PR #6532, opened 2025-03-30
refactor(toml): add `Scanner` `startsWith()` method

timreichen:
This reduces the usage of slice() and might have a positive impact on performance.


kt3k (approved):
Good idea. LGTM

PR #6535, opened 2025-03-30
chore(toml): make `Scanner` iterable

timreichen:


kt3k:
This seems making the code base trickier to read to me. Scanner is not simply iterable like an array, but contributors need to be very careful when to call `.next()`. This seems obscuring when the pointer moves forward.

timreichen:
I played around a bit more with the toml parser combinator implementation. I think whole implementation can be simplified, so closing this in favour of upcoming PRs.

ACTIVITY:
Taking the listing above as a whole, state how many of its lines hold the string "opened". No other output is permitted.

OUTPUT FOR THIS TASK:
2